The best time to eat breakfast is in the morning, after a night’s sleep. However, you should avoid eating carbs in the morning because they will increase your production of serotonin, which is the comfort hormone. Instead, eat protein to boost cell recovery and fuel muscles.

#23

When you are still gaining alertness, it’s not the best time to try to focus. Instead, use morning as a great time to brainstorm. Let your mind wander and connect the dots.

#24

If you get distracted, you might forget to eat lunch. Typical dieters and foodies are not dolphins. They eat to live, but they can’t be bothered or they forget, especially when they fall down a rabbit hole. Set an alert on your phone to remind you to eat something at 1:00 p. m. every day.

#25

Do not take naps, as they lower the buildup of sleep pressure, making it harder to fall asleep at night. Instead, try to improve the duration and quality of your sleep.

#26

During your off-peak morning, brainstorm and generate as many ideas as you can. If you work in an office environment, close the door to your office or get some sort of privacy, and apply your afternoon peak alertness to figuring out the details of a specific project or task.

#27

The best way to manage your hunger is to be alone. Don’t eat yet. Take the post-work break for strategic downtime. Schedule fifteen to thirty minutes for quiet alone time to decompress. Your hyperactive mind will become increasingly anxious as the night wears on and cortisol levels rise.

#28

Typical: After dinner, it’s go time. I'm fully awake and have energy. I run errands or start organizing things around the house or on the computer. Optimal: Prepare and eat dinner. Now is the time for carbs. Lean body-type Dolphins are not usually on a diet. Have a big bowl of mac and cheese or a baked potato.

#29

If you want to get more done, try having sex.
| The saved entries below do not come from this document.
PR #639, opened 2015-07-31
ENH: improve usability of spikes tool

jat255:
I noticed a few areas where the spikes tool could be improved, so I made some changes. I think they shouldn't be too disagreeable...

**First:**
On my systems (both windows and linux), the window display would get "squished" when switching to spline mode. This was because the traits window was not re-sizable. See below:
spikes_squished_window
Making it re-sizable fixed this, as the window was allowed to expand, but it wouldn't shrink back when switching the interpolation back to linear. To solve this, I just made the spline controls disabled, as opposed to invisible, so the size of the window does not need to change.

**Second:**
There is poor documentation in the user guide for this tool (it should really be added), so I added some instructions to the tool itself. This was done two ways. First, some parameters were given a more descriptive name. Also, each parameter was given a tooltip that explains the parameter in more detail when hovering over with the mouse. Lastly, I added another button that creates a message window that spells out the specific instructions for running the tool.

**_Tooltip example:_**
spikes_tooltip

**_Instructions window:_**
spikes_instructions

Note, I've never really worked with traits before, so I was just sort of hacking my way through this. In my testing, I didn't break anything, but the Instructions window really doesn't look as nice as I think it should, but I couldn't figure out how to get padding around the text or anything. Any suggestions would be appreciated :smile:

### DIFF
--- a/hyperspy/gui/egerton_quantification.py
+++ b/hyperspy/gui/egerton_quantification.py
@@ -22,6 +22,7 @@ import matplotlib.text as mpl_text
 import traits.api as t
 import traitsui.api as tu
 from traitsui.menu import OKButton, CancelButton
+from pyface.message_dialog import information
 
 from hyperspy import components
 from hyperspy.component import Component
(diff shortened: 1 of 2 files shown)


to266:
I would include two things somewhere in the instructions:
 - that you can (not have to though!) use mouse to change the spike position and width.
 - that "Remove spike" button also finds the next spike in the dataset (so no need to press "find next")

jat255:
I've changed how the instructions are displayed. They now use a `pyface` window rather than a `traitsui` one, which handles the text a little better. The only annoyance here is that the qt backend activates the system bell when showing this window (wx doesn't for what it's worth). 

I would still prefer that the list of instructions is more nicely formatted (_e.g._ hanging indents after each number in the list) but I couldn't figure out how to get that done. I looked into a simple html display using pyface, but couldn't find any examples of how to do that, so I suppose it will stand as is, unless anyone has any other suggestions.

spikes_instructions2

jat255:
> that you can (not have to though!) use mouse to change the spike position and width.

This is a perfect example of why I wrote this. I had no idea you could do that!!

francisco-dlp:
Excellent job @jat255!

ricounet67:
I have an issue with this tool: after performed s.spikes_removal_tool() and displayed s again, the spikes seems not to be removed.

PR #640, opened 2015-07-31
BUGFIX: spike removal histogram improvements

### LINKED ISSUE #625: BUG: Spikes removal tool crashes when run on a single spectrum

jat255:
Continuation of #626, resolves #625.

Reopened against branch `0.8.x`


to266:
I personally like the changes. If @francisco-dlp is in favour, we can merge

Issue #642, opened 2015-07-31
saving lists in hdf5 is slow


to266:
as @francisco-dlp  wrote:
"..writing lists to hdf5 is currently slow and this is an issue because when saving files coming e.g. from the Osiris, the metadata always contain long lists that take several minutes to write even if the data itself is tiny"

to266:
I've looked into this, and the problem is that HDF5 files do not have lists or tuples. 

As the file format supports (essentially) either arrays or dictionaries, at the moment we work around that by creating a dictionary with every element index as the key( `[0, 13., 'asd']` -> `{'0': 0, '1': 13, '3':'asd'}`)
The problem is then that creating dictionaries with so many key:value pairs is inefficient, when compared to saving (numpy) arrays.

The solution I've come up so far is to try to cast any lists or tuples as numpy arrays, and use the inefficient (but faithful) saving scheme only if the dtype is not 'Object'. If it is, instead save the result as an array (which can be done very efficiently and quickly).

The plus side is that it does not break old saved files and numpy-able structures are saved quickly and efficiently. 

The main drawback is that types are all homogenized if possible:

`[('tuple', 1), ('tuple', 2), ['list', 3]] ` -> `array([['tuple', '1'], ['tuple', '2'], ['list', '3']], dtype='|S5')`

but 

`[('tuple', 1), ('tuple', 2), ['list', 3, -30]] ` will stay the same (i.e. numbers are still numbers, tuples - tuples) due to numpy not being able to cast it as [3,2] array.

This makes things confusing. 
We could only use arrays when saving individual lists (i.e ndim=1), however as regular python lists can have mixed types and numpy (and hdf5) do not, there is no way to save those quickly and ensure that all objects are identical and of the original type..

__TLDR:__ Can either save lists and tuples faithfully and slow (what we do now), or "homogenize" them into the most general dtype in the list (i.e. all numbers get turned into strings if there is a string in the list) and save them quickly. 

Thoughts?

to266:
Also, according to [this](http://docs.scipy.org/doc/numpy/reference/generated/numpy.can_cast.html#numpy.can_cast) if numpy always casts according to "safe" rules by default, even changing the datatype actually preserves full precision. So maybe not that terrible, just inconvenient..

vidartf:
Do you have a file I can test with? I have an EDS map from the Osiris in Cambridge myself, but I'm not seeing any performance hit.

to266:
[...]

PR #646, opened 2015-08-02
Enh save lists quick

to266:
The numpy solution, suggested in #642.

Currently will fail for 0d data, as it has not been fixed in the upstream, however two possible fixes are:
#644, #645


francisco-dlp:
On loading lists become arrays:

```python
>>> s = hs.signals.Signal([0])
>>> s.metadata.test = [1, 2, 3]
>>> s.save("test")
The test.hdf5 file was created
>>> load("test.hdf5").metadata.test
array([1, 2, 3])

```

Is this intended?

hyperspy/io_plugins/hdf5.py
```diff
@@ -339,20 +339,40 @@ def dict2hdfgroup(dictionary, group, compression=None):
             group.attrs["_datetime_" + key] = repr(value)
         elif isinstance(value, list):
```
francisco-dlp: It seems that a good fraction of the code for saving lists and tuples is the same, wouldn't it be possible to combine the two?

to266:
Yes, as discussed in https://github.com/hyperspy/hyperspy/issues/642.

It's essentially the price we pay if we want to save them quickly

francisco-dlp:
But, wouldn't it be possible to convert them back to list on loading?

hyperspy/io_plugins/hdf5.py
to266: It is possible, I was just lazy, as we have not decided we are going this way. So.. a PR with the example behaviour, but not quite ready for merge?

hyperspy/io_plugins/hdf5.py
```diff
@@ -339,20 +339,40 @@ def dict2hdfgroup(dictionary, group, compression=None):
...
-                dict2hdfgroup(dict(zip(
-                    [unicode(i) for i in xrange(len(value))], value)),
-                    group.create_group(
-                    '_list_' + str(len(value)) + '_' + key),
-                    compression=compression)
+                try:
+                    tmp = np.array(value)
+                except ValueError:
+                    tmp = np.array([[0]])
+                if tmp.dtype is np.dtype('O') or tmp.ndim is not 1:
```
francisco-dlp: What's wrong with ndim > 1?

to266:
It is possible, sure.
However I think there is no point in converting them back - most of the time you'll want to perform array operations any way. 

Also, if we leave the structures as numpy arrays, it may be somewhat clearer for the user why all floats became strings and similar. If instead we converted them back to regular lists and tuples, then it gets hidden.

hyperspy/io_plugins/hdf5.py
to266: For consistency. If no such exception is made, then [(1,2),(3,4)] will get turned into one array of ndim=2, but [(1,2), (3,4,5)] - into a list of two arrays, each of ndim=1. So here I make sure it's always one-dimensional. Effectively preventing numpy from "eating up" not only the attribute types (float, string), but also outer layer type (tuple, list)

francisco-dlp:
I see your point. However, I think that most people would expect to get back exactly what they've saved. Otherwise, one can write a script that works on some data, save the data in hdf5, load it and find that the script is broken when operating on the newly loaded data.

hyperspy/io_plugins/hdf5.py
francisco-dlp: Very good point. Could you add a little comment to the code to explain this?

to266:
But it will not be the same any way - as I've showed in https://github.com/hyperspy/hyperspy/issues/642, floats will be turned to strings, etc

francisco-dlp:
Ok, but fixing that other (possibly rare) issue is not straightforward, while fixing the (far more common) list/tuple becomes array issue should be beyond reach.

By the way, we should not forget to warn the users in the docs about numpy's homogenizing efforts and the consequences for their data.

to266:
Ok, a fair point. So do we look for other solutions for #642, or go this way? If we do, I'll add the missing bits and clean up the code somewhat, as it's not ready for merge now.

francisco-dlp:
I'm +1 on this solution.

It might seem odd to do it at 8 p. m. , but post-dinner sex helps you redefine what bed means to you. If you have sex in a positive, loving manner, without immediately preceding the anxiety of trying to fall asleep, you'll reinforce positive associations with bed and think of it as a fun place.

#30

You should direct your evening energy surge toward something purposeful but nonengaging to soothe and quiet your mind. Watch TV with your family or go out to a movie. Take a walk to get ice cream.

#31

The best way to fall asleep is to power down. Avoid any blue light emissions by turning off all screens, including your phone, at 10:30 p. m. If you must watch TV, dim the brightness and make sure the picture is at least ten feet away from your eyes.